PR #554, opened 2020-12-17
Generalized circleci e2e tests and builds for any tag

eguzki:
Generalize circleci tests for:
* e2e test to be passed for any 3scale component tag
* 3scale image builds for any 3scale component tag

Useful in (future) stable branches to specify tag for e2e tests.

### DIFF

━━━

EXERCISE REQUIREMENTS: Give all the lines above again, exactly.

ANSWER BOX:
PR #554, opened 2020-12-17
Generalized circleci e2e tests and builds for any tag

eguzki:
Generalize circleci tests for:
* e2e test to be passed for any 3scale component tag
* 3scale image builds for any 3scale component tag

Useful in (future) stable branches to specify tag for e2e tests.

### DIFF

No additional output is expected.